DATA FOR THIS TASK
PR #105, opened 2016-07-13
Readme fix and version back to dev

janschulz:


bebraw:
Looks good to me.

janschulz:
Confirmed that the link works now and merged

Issue #112, opened 2016-10-27
Pandoc 1.18 compatibility


TomAugspurger:
Looks like the first change [here](http://pandoc.org/releases.html) broke some things for pypandoc.

Without looking at anything other than the error message, it looks like before you were parsing the output of `pandoc --version` to get the list of input and output formats. Now you should just be able to parse `pandoc --list-input-formats`, likewise for output.

bebraw:
Yeah, PR would be welcome. Ideally it should try to parse from `--list-input-formats` and if that fails, from `--version`.

janschulz:
Please see https://github.com/bebraw/pypandoc/pull/113 for a fix

PR #113, opened 2016-10-29
Fix for pandoc 1.18

janschulz:
pandoc 1.18 changed the way it lists input and output versions. We now try the
newer version first and if that fails the older version.

Tested on windows with 1.17.2 and 1.18

Closes: https://github.com/bebraw/pypandoc/issues/112


TomAugspurger:
Looks good, thanks!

WHAT THE TASK REQUIRES
Copy each line of the data above that holds "bebraw".

EXERCISE RESPONSE
bebraw:
bebraw:
Please see https://github.com/bebraw/pypandoc/pull/113 for a fix
Closes: https://github.com/bebraw/pypandoc/issues/112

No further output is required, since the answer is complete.